Cluster Centers are not updating after assigning init
Barathwaja opened this issue · 1 comments
Describe the bug
Hi I'm trying to set the Cluster_centers_ through init argument and after FIT it's recomputed and setting for that dataset. How to know if it really uses that base and setting up or not.
To Reproduce
Code
init_data = np.array([[[1040.9555],
[1037.463],
[1034.8087],
[1031.3035]]])
model = TimeSeriesKMeans(n_clusters=1,
verbose=False,
metric='euclidean',
random_state=2, init=init_data)
print(model.__dict__)
print("After FIT")
model.fit(X)
print(model.__dict__)
Results
{'n_clusters': 1, 'max_iter': 50, 'tol': 1e-06, 'n_init': 1, 'metric': 'euclidean', 'max_iter_barycenter': 100, 'metric_params': None, 'n_jobs': None, 'dtw_inertia': False, 'verbose': False, 'random_state': 2, 'init': array([[[1040.9555],
[1037.463 ],
[1034.8087],
[1031.3035]]])}
After FIT
/Users/beast/opt/anaconda3/lib/python3.9/site-packages/tslearn/utils/utils.py:90: UserWarning: 2-Dimensional data passed. Assuming these are 8 1-dimensional timeseries
warnings.warn(
{'n_clusters': 1, 'max_iter': 50, 'tol': 1e-06, 'n_init': 1, 'metric': 'euclidean', 'max_iter_barycenter': 100, 'metric_params': None, 'n_jobs': None, 'dtw_inertia': False, 'verbose': False, 'random_state': 2, 'init': array([[[1040.9555],
[1037.463 ],
[1034.8087],
[1031.3035]]]), 'labels_': array([0, 0, 0, 0, 0, 0, 0, 0]), 'inertia_': 37706.06962299204, 'cluster_centers_': array([[[1033.4625 ],
[1007.5545 ],
[ 966.0016875],
[ 926.6316875]]]),
Hello @Barathwaja,
When you initialize the class TimeSeriesKMeans
with an init
input parameter equal to an ndarray, this parameter is stored and is accessible via init
attribute (in your case model.init
).
When you use the fit
method on a dataset, the init parameter is left unchanged.

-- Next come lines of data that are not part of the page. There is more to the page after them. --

PR #1370, opened 2025-12-04
Rewrite FRB quantizing kernels

eschnett:


geoffryan (commented):
Most of the changes look fine, although I'm not in a place to judge the correctness of the new kernel.  A test so we trust this is correct (and don't break it in the future) would be good here.

lib/cuda/cudaQuantize.hpp
geoffryan, line 1: The documentation comment here should be updated with the required buffer shapes and config parameters (missing num_times, num_frequencies, num_times.  num_chunks is out of date).

lib/cuda/cudaQuantizeKernel.cu
geoffryan, line 1: Is this file still needed?  Are we keeping it to retain past behaviour?

geoffryan (changes requested):
The changes look reasonable, the docs need to be updated, and I see there's a cpu implementation!  It looks correct as far as I can tell, but we should have a CI test that compares the CPU and GPU outputs to ensure we don't regress.

lib/cuda/cudaQuantize.hpp
eschnett: Done.

lib/cuda/cudaQuantizeKernel.cu
eschnett: Removed.

eschnett:
@rhaas80 This is your CHIME 8-bit FRB beam quantizer! I am checking that the GPU and CPU implementations have the same behaviour. You might want to check that the CPU version does what it's supposed to do.

lib/cuda/testQuantizeKernel8.cpp
```diff
@@ -0,0 +1,267 @@
...
+                // Calculate expected result
+                //
+                // When comparing to the expected result, two things can go wrong:
+                // 1. The scale can be zero, or can be close to zero (`scale_may_collapse`)
+                // 2. The input can contain large numbers, or infinities, or not-a-numbers
+                //    (`may_overflow`)
+                //
+                // We need to handle both cases, and we need to be lenient when comparing when this
+                // happens. For example, there might be an overflow on the GPU, but not in the CPU
+                // implementation. This should not be flagged as error.
```
rhaas80: seems dicey. This way a simple way to pass all tests is to always produce an overflow on the GPU.

lib/cuda/testQuantizeKernel8.cpp
```diff
@@ -0,0 +1,267 @@
...
+                case 4:
+                    return 0.5f * x + 0.5f * x * x * x;
+                case 5:
+                    return 0.5f * x + 0.5f * x * x * x + 10 * (time % 23 == 0);
+                case 6:
+                    return 10000 * time; // large but not infinity
+                case 7:
+                    return 10000 * time; // some values are infinity
+                case 8:
+                    return time / 10000; // small, but 1/x is less than infinity
```
rhaas80: this is 0 until t>=10000, isn't it? integer division.

lib/cuda/testQuantizeKernel8.cpp
```diff
@@ -0,0 +1,267 @@
...
+                case 9:
+                    return time / 100000; // small, and some 1/x are infinity
```
rhaas80: this zero until t>=10000, isn't it? integer division.

lib/cuda/testQuantizeKernel8.cpp
```diff
@@ -0,0 +1,267 @@
...
+        };
+
+
+        ////////////////////////////////////////////////////////////////////////////////
+
+        // Set input
+        for (int beam = 0; beam < nbeams; ++beam) {
+            for (int freq = 0; freq < nfreqs; ++freq) {
+                for (int time = 0; time < ntimes; ++time) {
+                    const float x = f(beam, time % chunk_size);
```
rhaas80: some dependence on `freq` would be good to avoid the (unlikely) case of the output getting the frequency index wrong (or always reading from the `freq=0` input)

lib/cuda/testQuantizeKernel8.cpp
```diff
@@ -0,0 +1,267 @@
...
+                //
+                // We need to handle both cases, and we need to be lenient when comparing when this
+                // happens. For example, there might be an overflow on the GPU, but not in the CPU
+                // implementation. This should not be flagged as error.
+                float minval = +FLT_MAX, maxval = -FLT_MAX;
+                bool may_overflow = false;
+                for (int time = 0; time < chunk_size; ++time) {
+                    const float x = f(beam, time);
+                    minval = isnan(x) ? 0.0f / 0.0f : fmin(minval, x);
+                    maxval = isnan(x) ? 0.0f / 0.0f : fmax(maxval, x);
```
rhaas80: since `fmin` and `fmax` are special wrt to how NaN is handled, does this only set `minval` / `maxval` to `NaN` if the last input is a `NaN` (or at least the last ones)?

lib/cuda/testQuantizeKernel8.cpp
```diff
@@ -0,0 +1,267 @@
...
+                    // Allow the respective float16 calculations to overflow
+                    may_overflow |= !isfinite(x) || fabs(x) >= 2048.0f;
```
rhaas80: is 2048f a strict limit or a guess?

lib/cuda/testQuantizeKernel8.cpp
```diff
@@ -0,0 +1,267 @@
...
+                }
+                may_overflow |= !isfinite(minval) || fabs(minval) >= 2048.0f || !isfinite(maxval)
+                                || fabs(maxval) >= 2048.0f;
+                // Allow the scale to be inaccurate when all inputs are close together
+                const bool scale_may_collapse = fabs(maxval - minval) < epsilon;
+                const int uint8_range = 254; // avoid 0 and 255
+                float expected_scale = (maxval - minval) / uint8_range;
+                float expected_offset = minval - 0.5f * expected_scale;
```
rhaas80: `- 0.5f * expected_scale;`? I'd have expected something like `scale = (maxval - minval)/2` and then `offset = (maxval + minval)/2`. I guess I will need to see and compare to the old implementation.

config/fengine/include/frb_chime.j2
```diff
@@ -131,7 +130,7 @@ run_frb23:
         out_buffers:
             host_frb2_beams_buffer: host_frb2_beams_buffer
             host_frb3_beams_buffer: host_frb3_beams_buffer
-            host_frb3_beams_meanstd_buffer: host_frb3_beams_meanstd_buffer
+            host_frb3_beams_offsetscale_buffer: host_frb3_beams_offsetscale_buffer
```
rhaas80, line 134: this gives me infinite recursions when I try (and @andrerenard  says this is as it should be :-) )

config/fengine/include/frb_pathfinder.j2
```diff
@@ -361,7 +361,7 @@ run_frb23:
         out_buffers:
             host_frb2_beams_buffer: host_frb2_beams_buffer
             host_frb3_beams_buffer: host_frb3_beams_buffer
-            host_frb3_beams_meanstd_buffer: host_frb3_beams_meanstd_buffer
+            host_frb3_beams_offsetscale_buffer: host_frb3_beams_offsetscale_buffer
```
rhaas80, line 364: same comment about infinite recursion (and a couple other lines are similar)

lib/cuda/cudaQuantize4.cpp
```diff
@@ -0,0 +1,172 @@
...
+
+    // These are the exact array sizes supported by the Cuda code
+    static constexpr int CHUNK_SIZE = 256;
+    static constexpr int FRAME_SIZE = 32;
+
+private:
+    const int _num_beams;
+    const int _num_frequencies;
+    const int _num_times;
+    const int64_t _num_chunks;
```
rhaas80, line 46: why `int64_t` here but just `int` above? `_num_beams * _num_frequencies * _num_times` can overflow 32bit I guess?

lib/cuda/cudaQuantize4.cpp
```diff
@@ -0,0 +1,172 @@
...
+    NDArrayBuffer<float16_t, 4> offsetscale_buffer;
+};
+
+REGISTER_CUDA_COMMAND(cudaQuantize4);
+
+cudaQuantize4::cudaQuantize4(Config& config, const std::string& unique_name,
+                             bufferContainer& host_buffers, cudaDeviceInterface& device, int inst) :
+    cudaCommand(config, unique_name, host_buffers, device, inst),
+    //
+    _num_beams(config.get<std::int64_t>(unique_name, "num_beams")),
```
rhaas80, line 69: the variable is an int, I would try and match variable and type of template

lib/cuda/cudaQuantize4.cpp
```diff
@@ -0,0 +1,172 @@
...
+    _num_frequencies(config.get<std::int64_t>(unique_name, "num_frequencies")),
```
rhaas80, line 70: variable is int

lib/cuda/cudaQuantize4.cpp
```diff
@@ -0,0 +1,172 @@
...
+    _num_times(config.get<std::int64_t>(unique_name, "num_times")),
```
rhaas80, line 71: variable is int

lib/cuda/cudaQuantize4.cpp
```diff
@@ -0,0 +1,172 @@
...
+        const std::array<std::ptrdiff_t, 4> offsetscale_lengths{_num_beams, _num_frequencies,
+                                                                _num_times / CHUNK_SIZE, 2};
+        const std::array<std::string, 4> offsetscale_dimnames{"R", "Fbar", "Ttilde256",
+                                                              "offset/scale"};
+        return NDArrayBuffer<float16_t, 4>(_gpu_mem_beams_offsetscale, "frb3_beams_offsetscale",
+                                           offsetscale_lengths, offsetscale_dimnames, *this);
+    }())
+//
+{
+    if (_num_chunks % FRAME_SIZE)
```
rhaas80, line 110: `!= 0` given that the assert above is `== 0`?

lib/cuda/cudaQuantize4.cpp
```diff
@@ -0,0 +1,172 @@
...
+    const auto& input_ndarray = input_buffer.get_ndarray();
+    auto& offsetscale_ndarray = offsetscale_buffer.get_ndarray();
+    auto& beam_ndarray = beam_buffer.get_ndarray();
+
+    const float16_t* const input = input_ndarray.data();
+    float16_t* const outputf = offsetscale_ndarray.data();
+    kotekan::int4x2_t* const outputi = beam_ndarray.data();
+    const int input_size1 = input_ndarray.extent(2);
+    const int input_size2 = input_ndarray.extent(1);
+    const int input_size3 = input_ndarray.extent(0);
```
rhaas80:
```
   const int input_size1 = input_ndarray.extent(2);
   const int input_size2 = input_ndarray.extent(1);
   const int input_size3 = input_ndarray.extent(0);
```

the inverted order is b/c of row vs column major array indexing?

lib/cuda/cudaQuantize8.cpp
```diff
@@ -0,0 +1,164 @@
...
+    cudaStream_t stream = device.getStream(cuda_stream_id);
+
+    gpu_quantize8(input, outputf, outputi, input_size1, input_size2, input_size3, input_stride2,
+                  input_stride3, outputf_size1, outputf_size2, outputf_size3, outputf_stride2,
+                  outputf_stride3, outputi_size1, outputi_size2, outputi_size3, outputi_stride2,
+                  outputi_stride3, stream);
+    CHECK_CUDA_ERROR(cudaGetLastError());
+
+    return record_end_event();
+}
```
rhaas80, line 169: all the same comments as for `cudaQuantize4.cpp` I guess

lib/cuda/cudaQuantizeKernel4.cu
```diff
@@ -0,0 +1,405 @@
...
+        // Avoid non-finite numbers
+        using std::isfinite;
+        if (!isfinite(__half2float(offseth)) || !isfinite(__half2float(scaleh))) {
+            // Offset or scale are non-finite
+            offseth = __float2half_rn(0.0f);
+            scaleh = __float2half_rn(0.0f);
+            inv_offseth = __float2half_rn(inv_offset);
+            inv_scaleh = __float2half_rn(inv_scale);
+        } else if (!isfinite(__half2float(inv_offseth)) || !isfinite(__half2float(inv_scaleh))) {
+            // Offset and scale are fine, but the inverse scale is non-finite. This means the scale
```
rhaas80, line 243: comment does not match code (`inv_offseth` could also be non-finite)

lib/cuda/cudaQuantizeKernel8.cu
```diff
@@ -0,0 +1,393 @@
...
+}
+
+////////////////////////////////////////////////////////////////////////////////
+
+// Kernels (called by the drivers below)
+
+// Quantize a "chunk". This is a CPU implementation that is
+// straightforward and thus "obviously correct". If the GPU version
+// produces a different result, then the GPU version is wrong.
+void cpu_quantize8_chunk(const __half* __restrict__ const input, __half* __restrict__ const outputf,
```
rhaas80, line 75: for CHIME `outputf` should be float to match https://github.com/CHIMEFRB/ch_frb_io/blob/1c283cda329c16cd04cf79d9d520a2076f748c9d/L0_L1_packet.hpp#L99:

```

    float32     scale[nbeam * nfreq_coarse];   // byte offset (24 + 2*nbeam + 2*nfreq_coarse)
    float32     offset[nbeam * nfreq_coarse];  // byte offset (24 + 2*nbeam + 2*nfreq_coarse + 2*nbeam*nfreq_coarse)
```

rhaas80: that is unless the final type conversion is done in the network sending stage, which is also fine.

lib/cuda/cudaQuantizeKernel8.cu
```diff
@@ -0,0 +1,393 @@
...
+    constexpr float outf_min = outi_min - 0.5f;
+    constexpr float outf_max = outi_max + 0.5f;
+    // We want this mapping:
+    //     minval => outf_min
+    //     maxval => outf_max
+    const float outf_range = outf_max - outf_min;
+    const float in_range = maxval - minval;
+
+    float scale = in_range / outf_range;
+    float offset = minval - outf_min * scale;
```
rhaas80, line 103: ok, that answers my previous question.

lib/cuda/cudaQuantizeKernel8.cu
```diff
@@ -0,0 +1,393 @@
...
+        // Avoid non-finite numbers
+        using std::isfinite;
+        if (!isfinite(__half2float(offseth)) || !isfinite(__half2float(scaleh))) {
+            // Offset or scale are non-finite
+            offseth = __float2half_rn(0.0f);
+            scaleh = __float2half_rn(0.0f);
+            inv_offseth = __float2half_rn(inv_offset);
+            inv_scaleh = __float2half_rn(inv_scale);
+        } else if (!isfinite(__half2float(inv_offseth)) || !isfinite(__half2float(inv_scaleh))) {
+            // Offset and scale are fine, but the inverse scale is non-finite. This means the scale
```
rhaas80, line 237: same comment as for cudaQuantizeKernel8

lib/cuda/testQuantizeKernel8.cpp
eschnett: No, overflows are only allowed when the numbers get large on the CPU. Otherwise overflows are flagged as errors. See how `may_overflow` is calculated.

We could add a new flags for tests that may never overflow.

lib/cuda/testQuantizeKernel4.cpp
```diff
@@ -0,0 +1,279 @@
...
+                case 4:
+                    return 0.5f * x + 0.5f * x * x * x;
+                case 5:
+                    return 0.5f * x + 0.5f * x * x * x + 10 * (time % 23 == 0);
+                case 6:
+                    return 10000 * time; // large but not infinity
+                case 7:
+                    return 10000 * time; // some values are infinity
+                case 8:
+                    return time / 10000; // small, but 1/x is less than infinity
```
rhaas80: integer division

lib/cuda/testQuantizeKernel4.cpp
```diff
@@ -0,0 +1,279 @@
...
+        };
+
+
+        ////////////////////////////////////////////////////////////////////////////////
+
+        // Set input
+        for (int beam = 0; beam < nbeams; ++beam) {
+            for (int freq = 0; freq < nfreqs; ++freq) {
+                for (int time = 0; time < ntimes; ++time) {
+                    const float x = f(beam, time % chunk_size);
```
rhaas80: could depend on freq for better testing of array accesses

rhaas80 (changes requested):
haven't tested the CPU implementation yet, but the CPU to GPU test has bugs as far as I can tell

lib/cuda/testQuantizeKernel8.cpp
eschnett: Done.

lib/cuda/testQuantizeKernel8.cpp
eschnett: D'oh.

lib/cuda/testQuantizeKernel8.cpp
eschnett: D'oh.

lib/cuda/testQuantizeKernel8.cpp
eschnett: D'oh.

lib/cuda/testQuantizeKernel8.cpp
eschnett: 2049 is the smallest integer that is not representable as float16. Apart from that this is just a guess.

lib/cuda/testQuantizeKernel4.cpp
eschnett: Corrected.

lib/cuda/testQuantizeKernel4.cpp
eschnett: Done.

lib/cuda/cudaQuantizeKernel8.cu
eschnett: I think this would be a good choice. The internal calculations happen in float16 anyway, so converting on the GPU would just increase transfer bandwidth.

rhaas80 (approved):
the identified bugs were fixed, my nagging comments were ignored :-) LGTM.

eschnett:
@geoffryan Can you re-review this PR, and approve it if you are happy?

geoffryan (approved):
LGTM!

lib/stages/calcFRB2Weights.cpp
```diff
@@ -20,8 +20,28 @@ class calcFRB2Weights : public kotekan::Stage {
...
 
     // FRB1 beamformer setup
-    const int num_dishes_x = config.get<int>(unique_name, "num_dishes_x");
-    const int num_dishes_y = config.get<int>(unique_name, "num_dishes_y");
+
+    // The directions we call "x" and "y" are really just describing
+    // the in-memory layout of the dishes (antennae) in the dish
+    // array. For CHORD, the physical x-direction (east-west) runs
+    // fastest, but for CHIME, the y-direction (north-south) runs
+    // fastest. This is necessary to get an efficient FRB1 beamformer
```
rhaas80, line 28: naturally :-) 

At least they both go east-west and not west-east I assume?

eschnett: CHORD does. Not 100% sure about CHIME.

rhaas80: I talked with people here. So far I am told that CHIME defines the positions of its feeds in terms of "Easting" (the x coordinate) and "Northing" (the y coordinate). Starting from the Weternmost-Southernmost corner of the array. Consecutive channel ids (which is how the feeds are orderd after the xpose2048 kernel) move North along a cylinder, first for the first polarization (east-west), then the second polarization (north-south), the to the next cylinder.

So given a channel id the x coordinate (Easting) is x0 + (id % 256) dx (dx positive ie moving East) and the y coordinate (Northing) is y0 + (id / 512) dy (dy positive ie moving North).

So for CHIME the direction which changes most quickly when changing feeds is "y" increasing towards the North.

Just in case this is at all helping reduce confusion :-)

The k-means algorithm is initialized using the init
ndarray.
Then after running the k-means algorithm, the final positions of the clusters centers are stored in the cluster_centers_
attribute.
In your case, you can access the cluster centers via model.cluster_centers_
.
If you want to predict the label of a new point, the attribute cluster_centers_
will be used.
If you want to fit your model on a new dataset, the attribute init
will be used.
I am not sure to understand what you are willing to do.
If you want to update your init
parameter using your final cluster centers positions, you can use:
model.init = model.cluster_centers_
If you want to control the value of the cluster centers, you can use:
model.cluster_centers_ = cluster_centers
where cluster_centers
is an ndarray of shape (n_clusters, sz, d)
.
I hope this helps!